PR #768, opened 2021-12-20
perf: fallback to module level registry in browser

huozhi:
Fallback to module level local registry on client side, so we don't have to include a registry there.
`StyleRegistry` is only required for server render for safe concurrent rendering

### DIFF
--- a/src/style.js
+++ b/src/style.js
@@ -1,19 +1,22 @@
 import React from 'react'
-import { useStyleRegistry } from './stylesheet-registry'
+import { useStyleRegistry, createStyleRegistry } from './stylesheet-registry'
 import { computeId } from './lib/hash'
 
 // Opt-into the new `useInsertionEffect` API in React 18, fallback to `useLayoutEffect`.
 // https://github.com/reactwg/react-18/discussions/110
 const useInsertionEffect = React.useInsertionEffect || React.useLayoutEffect
+
+const isBrowser = typeof window !== 'undefined'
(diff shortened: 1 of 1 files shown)


src/style.js
```diff
@@ -1,19 +1,22 @@
...
-import { useStyleRegistry } from './stylesheet-registry'
+import { useStyleRegistry, createStyleRegistry } from './stylesheet-registry'
 import { computeId } from './lib/hash'
 
 // Opt-into the new `useInsertionEffect` API in React 18, fallback to `useLayoutEffect`.
 // https://github.com/reactwg/react-18/discussions/110
 const useInsertionEffect = React.useInsertionEffect || React.useLayoutEffect
+
+const isBrowser = typeof window !== 'undefined'
+const defaultRegistry = createStyleRegistry()
```
timneutkens, line 10:
```suggestion
const defaultRegistry = typeof window !== 'undefined' ? createStyleRegistry() : undefined
```

src/style.js
```diff
@@ -1,19 +1,22 @@
...
 export default function JSXStyle(props) {
-  const registry = useStyleRegistry()
+  const registry = isBrowser ? defaultRegistry : useStyleRegistry()
```
timneutkens, line 12:
```suggestion
  const registry = defaultRegistry ? defaultRegistry : useStyleRegistry()
```

timneutkens (approved):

Assignment: Determine how many lines of the listing above contain the string "const", and answer with that figure alone.

Task solution: 9